▸ **Work request**
Find every line in the listing below that includes the word "should", then give only how many there are.

START Extracted information

PR #1711, opened 2026-07-25
Support mixed-precision compressed-tensors checkpoints (fp8 + NVFP4)

### LINKED ISSUE #1706: Mixed-precision compressed-tensors checkpoints (fp8 + NVFP4) fail to load — "parameters not in model"
## Summary

Loading a `compressed-tensors` checkpoint whose top-level `format` is `mixed-precision` fails: the NVFP4 fold is skipped, the packed tensors reach `model.load_weights(strict=True)`, and startup aborts (status 3).

## Root cause

`_transform_compressed_tensors_weights` (`mlx_vlm/utils.py:258`) only dispatches when the **top-level** `format` is `"nvfp4-pack-quantized"` (`:284`) or `"pack-quantized"` + int (`:288`); anything else returns the weights unchanged (`:291`). A mixed-precision export sets top-level `format: "mixed-precision"` and puts the real formats in **per-group** `config_groups`, so the fold never runs and the NVFP4 tensors (`weight_packed`, `weight_scale`, `input_global_scale`, `weight_global_scale`) survive to `model.load_weights(..., strict=True)` (`:673`).

## Reproduce

* Model: `unsloth/Qwen3.6-27B-NVFP4` (`model_type: qwen3_5`, `Qwen3_5ForConditionalGeneration`)
* `mlx-vlm 0.6.5+`, `transformers 5.14.1`, Apple silicon.

Its `quantization_config` (`quant_method: compressed-tensors`, `format: mixed-precision`) has two groups:

* **group_1** -> `format: "nvfp4-pack-quantized"`, 4-bit, group_size 16, `targets: mlp.(gate|up|down)_proj` -- this is what crashes.
* **group_0** -> `format: "float-quantized"`, **8-bit fp8,** `strategy: channel`, `targets: self_attn.*_proj`, `linear_attn.*`, `lm_head`, layers 56-63 MLP.
* Large `ignore` list: all `visual.blocks.*`, every `linear_attn` layer, `re:^mtp.*`.

```
...mlp.up_proj.weight_packed, ...up_proj.weight_scale.
ERROR:   Application startup failed. Exiting.
```

## What's needed

1. In the dispatcher, when `format == "mixed-precision"`, iterate `config_groups` and route each group by its own `format`/`targets` (the existing NVFP4 fold already handles the `nvfp4-pack-quantized` group).
2. Add a path for **channel-wise fp8** `float-quantized` (num_bits 8, `strategy: channel`) -- mlx modes are affine/mxfp4/nvfp4/mxfp8, none is per-channel fp8; simplest is to dequantize those layers to dense.
3. Apply quantization **per** `targets`**/**`ignore` so vision, `linear_attn`, and `mtp` stay unquantized.

## Related

Downstream: Blaizzy/nativ#85. Sibling of Blaizzy/mlx-vlm#1703 (gpt-oss `MXFP4-Q8`, also a mixed compressed-tensors export).

Note: verifying end-to-end needs hardware that holds the ~23 GB model (does not fit a 16 GB machine).

Lazarus-931:
Fixes #1706.

A `format: "mixed-precision"` compressed-tensors export keeps the real per-group formats in `config_groups`, so the NVFP4 fold was skipped and the packed tensors reached `model.load_weights(strict=True)`, aborting startup with "parameters not in model".

Route `mixed-precision` to a new transform that dispatches each quantized Linear by the tensors it actually carries (the group assignment already encodes this, so no fragile regex target matching):
- `.weight_packed` + `.weight_global_scale` -> NVFP4 fold
- `.weight_packed` alone -> INT4 pack-quantized fold
- `.weight_scale` without a packed sibling -> channel-wise fp8 `float-quantized`, dequantized to a dense weight (MLX has no per-channel fp8 mode)

Ignored layers (vision, linear_attn, mtp) carry a plain `.weight`, pass through untouched, and stay dense since the later nn.quantize pass only touches modules that have a `.scales` tensor. Compressed-tensors metadata with no MLX consumer (weight_shape, weight_global_scale, weight_zero_point, input_scale/input_global_scale, kv-cache k/v scales) is dropped before the strict load. A checkpoint mixing more than one MLX-native quantized mode raises rather than silently mis-quantizing.

Verification
Added TestMixedPrecisionCompressedTensors covering routing/metadata-drop, exact fp8 dequant values, an end-to-end nn.quantize → load_weights(strict=True) → forward (the line that used to abort), and the multi-mode guard; the full CI suite as well

### DIFF
--- a/mlx_vlm/tests/test_models.py
+++ b/mlx_vlm/tests/test_models.py
@@ -10985,3 +10985,189 @@ class TestVendoredDenseModels(unittest.TestCase):
 
     def test_afmoe(self):
         self._run("afmoe")
+
+
+class TestMixedPrecisionCompressedTensors(unittest.TestCase):
+    """``format: mixed-precision`` compressed-tensors (NVFP4 + channel fp8)."""
+
+    OUT = 32
+    IN = 32
+
+    @staticmethod
+    def _config():
+        # Mirrors unsloth/Qwen3.6-27B-NVFP4: fp8 float-quantized attn/lm_head
+        # in group_0, NVFP4-packed MLP in group_1, one top-level format.
+        return {
+            "quant_method": "compressed-tensors",
+            "format": "mixed-precision",
+            "config_groups": {
+                "group_0": {
+                    "format": "float-quantized",
+                    "weights": {
+                        "num_bits": 8,
+                        "type": "float",
+                        "strategy": "channel",
+                    },
+                },
+                "group_1": {
+                    "format": "nvfp4-pack-quantized",
+                    "weights": {"num_bits": 4, "group_size": 16},
+                },
+            },
+        }
+
+    def _weights(self):
+        out, inp = self.OUT, self.IN
+        rng = np.random.default_rng(0)
+        weights = {}
+        # NVFP4-packed MLP projection (group_1).
+        weights["model.layer.mlp.gate_proj.weight_packed"] = mx.array(
+            rng.integers(0, 256, (out, inp // 2), dtype=np.uint8)
+        )
+        weights["model.layer.mlp.gate_proj.weight_scale"] = mx.full(
+            (out, inp // 16), 0x38, dtype=mx.uint8  # E4M3 1.0
+        )
+        weights["model.layer.mlp.gate_proj.weight_global_scale"] = mx.array(
+            [1.0], dtype=mx.float32
+        )
+        # Metadata with no MLX consumer -- must be dropped.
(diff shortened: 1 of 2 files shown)


Blaizzy:
Please check #1664

Lazarus-931:
yeah, i thought initially tha'll fix it, but this pr touches _transform_compressed_tensors_weights dispatcher in utils.py, which runs before any model sanitize, so don't relate

Blaizzy (approved):
LGTM, thanks!

PR #1713, opened 2026-07-25
Preserve APC prefix reuse for growing prepared prompts

### LINKED ISSUE #1712: APC semantic hash changes when a prepared prompt is extended
## Description

Automatic Prefix Caching does not reuse a cached prefix when a prepared prompt is extended with additional text.

The server preprocessing path creates `inputs_embeds` and `attention_mask` tensors for the complete prompt. These internally derived, sequence-shaped tensors are included in `BatchGenerator._apc_extra_hash()`. Extending the prompt changes their shapes and contents, which changes the global semantic hash used for APC lookup.

As a result, the longer request is placed in a different APC namespace even though its initial token sequence is an exact prefix match for the earlier request.

Explicit caller-provided embeddings and masks can affect model semantics and must remain part of the hash. The issue concerns tensors produced internally from the same token sequence that APC already indexes.

## Reproduction

Run the following script against the current `main` branch:

```python

import mlx.core as mx

from mlx_vlm.generate import BatchGenerator
from mlx_vlm.server.generation import (
    GenerationArguments,
    GenerationContext,
    ResponseGenerator,
)


class EmbeddingOutput:
    def __init__(self, sequence_length: int):
        self.inputs_embeds = mx.ones((1, sequence_length, 4))

    def to_dict(self):
        return {"inputs_embeds": self.inputs_embeds}


class Model:
    def __init__(self):
        self.language_model = SimpleNamespace()

    def get_input_embeddings(self, input_ids, pixel_values, mask=None, **kwargs):
        return EmbeddingOutput(input_ids.shape[1])


class RequestSink:
    def __init__(self):
        self.requests = []

    def put(self, request):
        self.requests.append(request)
        request.rqueue.put(
            GenerationContext(uid=len(self.requests), prompt_tokens=request.prompt_tokens)
        )


def admitted_prompt_kwargs(sequence_length: int):
    generator = ResponseGenerator.__new__(ResponseGenerator)
    generator.wait_until_ready = lambda: None
    generator.draft_model = None
    generator.apc_manager = object()
    generator.apc_mode = "block"
    generator.model = Model()
    generator.processor = SimpleNamespace()
    generator._cancel = lambda uid: None
    generator._preprocess_request = lambda *args, **kwargs: {
        "input_ids": mx.arange(sequence_length)[None, :],
        "attention_mask": mx.ones((1, sequence_length), dtype=mx.int32),
    }
    generator.requests = RequestSink()
    args = GenerationArguments(
        max_tokens=1,
        tenant_id="repro-tenant",
    )

    _, token_iter = generator.generate("prompt", args=args)
    token_iter.close()
    request = generator.requests.requests[0]

    semantic_hash = getattr(request, "apc_semantic_hash", None)
    if semantic_hash is None:
        _, prompt_kwargs = generator._gpu_embed(request.raw_inputs, request.images)
        prompt_kwargs["_apc_tenant"] = args.tenant_id
    else:
        _, prompt_kwargs = generator._gpu_embed(
            request.raw_inputs,
            request.images,
            apc_semantic_hash=semantic_hash,
        )
    return prompt_kwargs


batch_generator = SimpleNamespace(apc_manager=object())
short_hash = BatchGenerator._apc_extra_hash(
    batch_generator, admitted_prompt_kwargs(8)
)
extended_hash = BatchGenerator._apc_extra_hash(
    batch_generator, admitted_prompt_kwargs(12)
)

print(f"short prompt hash:    {short_hash}")
print(f"extended prompt hash: {extended_hash}")

assert short_hash == extended_hash, (
    "Appending text changed APC's global semantic hash, so the cached token "
    "prefix cannot be looked up."
)
```

## Actual behavior

On `upstream/main` at commit `20fad4fd`, the script prints:

```text
short prompt hash:    2146270371181291635
extended prompt hash: 374550709281470985
```

It then fails with:

```text
AssertionError: Appending text changed APC's global semantic hash, so the cached token prefix cannot be looked up.
```

## Expected behavior

The internally prepared 8-token prompt and its 12-token extension should retain the same global semantic hash. APC can then search for the longest cached token prefix within that namespace.

Explicit custom embeddings, masks, media, tenant scope, and model dependencies should continue to affect the semantic hash.

byoan:
## Summary

This change prevents internally derived full-prompt tensors from changing the APC semantic namespace whenever text is appended to a prompt.

It covers both generation paths:

- Continuous batching through `BatchGenerator`
- Direct generation through `stream_generate`

## Problem

VLM preprocessing derives `inputs_embeds` and `attention_mask` from the complete prompt. APC previously included those tensors in its extra semantic hash.

Appending text changes the derived tensor shapes and contents, producing a new hash before APC performs its token-prefix lookup. The extended request therefore cannot find the cached state of the shorter prompt.

At the same time, caller-provided embeddings and masks must remain in the hash because they can change model semantics independently of the token IDs.

## Changes

- Compute the complete server-side APC semantic hash once before queue admission, after tenant and processed media inputs are available.
- Carry that precomputed integer through the request and return it directly from `BatchGenerator._apc_extra_hash()`.
- Strip the private APC metadata before prompt kwargs reach model forward calls, including speculative server prefill.
- Keep the existing semantic hash calculation as a fallback for direct `BatchGenerator` callers.
- Capture explicit caller-provided embeddings and masks before direct-stream preprocessing and continue hashing them.
- Fingerprint processed image content once before queue admission and carry only the resulting hash into the generation thread.
- Preserve image tensor shape, dtype, and exact bytes in that fingerprint.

END Extracted information

▸ **Response**
2